Scan the listing below. Copy each line that contains "sense".

....................

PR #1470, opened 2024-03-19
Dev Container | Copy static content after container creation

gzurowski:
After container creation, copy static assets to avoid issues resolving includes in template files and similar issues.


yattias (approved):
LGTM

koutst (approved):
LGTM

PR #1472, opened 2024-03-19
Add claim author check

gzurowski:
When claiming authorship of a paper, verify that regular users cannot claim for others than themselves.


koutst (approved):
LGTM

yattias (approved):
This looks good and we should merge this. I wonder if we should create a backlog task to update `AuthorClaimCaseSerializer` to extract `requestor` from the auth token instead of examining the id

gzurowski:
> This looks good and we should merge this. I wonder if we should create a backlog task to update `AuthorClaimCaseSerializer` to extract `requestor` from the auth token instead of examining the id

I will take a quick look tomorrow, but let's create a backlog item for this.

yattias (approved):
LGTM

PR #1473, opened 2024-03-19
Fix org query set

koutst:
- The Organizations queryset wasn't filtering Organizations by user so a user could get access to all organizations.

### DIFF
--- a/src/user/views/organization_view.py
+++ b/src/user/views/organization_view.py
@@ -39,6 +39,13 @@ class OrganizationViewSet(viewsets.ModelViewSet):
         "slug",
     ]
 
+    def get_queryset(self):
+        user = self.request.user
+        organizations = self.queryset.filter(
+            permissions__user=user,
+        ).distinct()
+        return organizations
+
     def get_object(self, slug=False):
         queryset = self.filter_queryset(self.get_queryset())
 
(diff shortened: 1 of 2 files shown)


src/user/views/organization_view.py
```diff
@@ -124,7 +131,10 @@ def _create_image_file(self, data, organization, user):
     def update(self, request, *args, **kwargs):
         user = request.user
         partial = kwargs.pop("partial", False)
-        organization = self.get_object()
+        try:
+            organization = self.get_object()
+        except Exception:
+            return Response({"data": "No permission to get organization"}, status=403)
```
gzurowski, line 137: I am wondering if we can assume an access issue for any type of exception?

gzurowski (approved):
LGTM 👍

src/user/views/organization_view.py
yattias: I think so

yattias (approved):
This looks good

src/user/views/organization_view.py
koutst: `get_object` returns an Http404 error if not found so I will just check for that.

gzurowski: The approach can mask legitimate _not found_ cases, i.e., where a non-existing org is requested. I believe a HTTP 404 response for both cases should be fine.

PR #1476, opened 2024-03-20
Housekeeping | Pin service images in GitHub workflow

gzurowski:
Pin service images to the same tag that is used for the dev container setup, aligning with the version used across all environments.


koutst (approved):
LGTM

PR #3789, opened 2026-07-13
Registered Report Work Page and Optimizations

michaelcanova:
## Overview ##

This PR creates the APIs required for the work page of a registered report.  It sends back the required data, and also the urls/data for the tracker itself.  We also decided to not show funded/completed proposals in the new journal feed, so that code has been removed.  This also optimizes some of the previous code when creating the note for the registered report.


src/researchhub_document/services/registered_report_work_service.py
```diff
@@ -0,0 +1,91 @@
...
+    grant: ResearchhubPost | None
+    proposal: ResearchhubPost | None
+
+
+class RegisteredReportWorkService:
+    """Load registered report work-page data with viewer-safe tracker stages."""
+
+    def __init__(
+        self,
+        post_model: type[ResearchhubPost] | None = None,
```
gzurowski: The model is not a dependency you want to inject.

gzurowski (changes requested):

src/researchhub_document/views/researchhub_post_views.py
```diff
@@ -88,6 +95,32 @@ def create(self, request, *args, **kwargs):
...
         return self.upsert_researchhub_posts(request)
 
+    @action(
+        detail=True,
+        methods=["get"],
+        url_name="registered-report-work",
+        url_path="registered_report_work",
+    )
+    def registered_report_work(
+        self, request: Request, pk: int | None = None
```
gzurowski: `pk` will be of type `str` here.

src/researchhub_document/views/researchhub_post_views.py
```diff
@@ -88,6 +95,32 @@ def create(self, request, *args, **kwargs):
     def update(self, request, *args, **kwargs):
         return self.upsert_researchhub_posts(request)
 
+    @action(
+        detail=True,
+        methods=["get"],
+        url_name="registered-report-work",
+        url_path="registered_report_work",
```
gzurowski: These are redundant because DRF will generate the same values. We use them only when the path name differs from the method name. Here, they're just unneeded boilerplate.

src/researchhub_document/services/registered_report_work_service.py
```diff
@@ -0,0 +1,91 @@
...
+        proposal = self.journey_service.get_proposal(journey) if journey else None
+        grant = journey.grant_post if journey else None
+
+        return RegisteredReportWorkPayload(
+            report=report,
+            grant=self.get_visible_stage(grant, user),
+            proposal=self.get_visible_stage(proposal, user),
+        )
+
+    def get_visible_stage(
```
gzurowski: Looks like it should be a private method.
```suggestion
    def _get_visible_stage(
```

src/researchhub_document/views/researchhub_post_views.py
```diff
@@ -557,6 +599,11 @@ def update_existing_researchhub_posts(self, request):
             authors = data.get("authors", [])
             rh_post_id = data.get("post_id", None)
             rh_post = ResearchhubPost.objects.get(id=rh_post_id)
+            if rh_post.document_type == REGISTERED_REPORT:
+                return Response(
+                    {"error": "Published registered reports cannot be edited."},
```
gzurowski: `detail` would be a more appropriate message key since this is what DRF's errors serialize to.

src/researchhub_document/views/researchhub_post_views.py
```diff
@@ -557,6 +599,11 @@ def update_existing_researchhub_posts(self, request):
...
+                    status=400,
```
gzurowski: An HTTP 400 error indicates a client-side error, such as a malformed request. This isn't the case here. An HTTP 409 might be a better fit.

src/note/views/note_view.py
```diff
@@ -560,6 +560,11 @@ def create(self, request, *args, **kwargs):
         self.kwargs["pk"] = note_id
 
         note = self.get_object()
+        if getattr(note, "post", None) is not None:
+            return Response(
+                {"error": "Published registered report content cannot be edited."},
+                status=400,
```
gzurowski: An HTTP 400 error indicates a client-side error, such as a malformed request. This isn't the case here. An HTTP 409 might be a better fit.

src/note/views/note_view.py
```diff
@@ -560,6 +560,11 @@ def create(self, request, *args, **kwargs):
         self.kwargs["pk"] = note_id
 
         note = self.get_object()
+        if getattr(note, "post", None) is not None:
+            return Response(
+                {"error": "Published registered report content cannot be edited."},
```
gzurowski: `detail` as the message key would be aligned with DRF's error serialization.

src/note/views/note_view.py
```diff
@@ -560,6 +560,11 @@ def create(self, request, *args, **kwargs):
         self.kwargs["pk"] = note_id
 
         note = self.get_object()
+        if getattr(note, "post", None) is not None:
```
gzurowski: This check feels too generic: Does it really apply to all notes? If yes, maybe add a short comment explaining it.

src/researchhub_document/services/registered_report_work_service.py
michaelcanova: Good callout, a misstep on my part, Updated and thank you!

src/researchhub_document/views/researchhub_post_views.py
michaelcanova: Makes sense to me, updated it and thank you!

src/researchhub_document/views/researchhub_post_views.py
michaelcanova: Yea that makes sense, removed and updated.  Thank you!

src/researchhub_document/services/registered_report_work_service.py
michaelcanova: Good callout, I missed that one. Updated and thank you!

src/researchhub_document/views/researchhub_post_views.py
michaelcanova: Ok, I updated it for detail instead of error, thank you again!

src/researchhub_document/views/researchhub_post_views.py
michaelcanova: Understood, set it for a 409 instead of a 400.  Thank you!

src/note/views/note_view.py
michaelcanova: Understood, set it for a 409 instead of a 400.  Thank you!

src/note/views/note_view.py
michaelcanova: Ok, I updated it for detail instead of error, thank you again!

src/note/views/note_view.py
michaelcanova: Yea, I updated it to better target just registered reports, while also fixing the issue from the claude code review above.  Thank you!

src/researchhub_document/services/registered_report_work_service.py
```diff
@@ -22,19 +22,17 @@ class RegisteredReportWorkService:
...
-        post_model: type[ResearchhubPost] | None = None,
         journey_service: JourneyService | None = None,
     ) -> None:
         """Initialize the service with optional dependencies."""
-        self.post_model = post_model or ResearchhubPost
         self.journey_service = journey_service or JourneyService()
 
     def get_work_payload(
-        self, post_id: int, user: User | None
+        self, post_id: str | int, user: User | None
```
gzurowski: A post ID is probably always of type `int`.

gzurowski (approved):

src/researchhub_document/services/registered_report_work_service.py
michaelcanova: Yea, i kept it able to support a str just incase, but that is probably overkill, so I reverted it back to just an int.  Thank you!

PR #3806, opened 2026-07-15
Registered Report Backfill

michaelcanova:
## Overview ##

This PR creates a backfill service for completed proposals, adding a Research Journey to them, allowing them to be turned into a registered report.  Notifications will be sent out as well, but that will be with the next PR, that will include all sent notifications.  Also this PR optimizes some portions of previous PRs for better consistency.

....................

--- EXPECTED ANSWER ---
michaelcanova: Makes sense to me, updated it and thank you!
michaelcanova: Yea that makes sense, removed and updated.  Thank you!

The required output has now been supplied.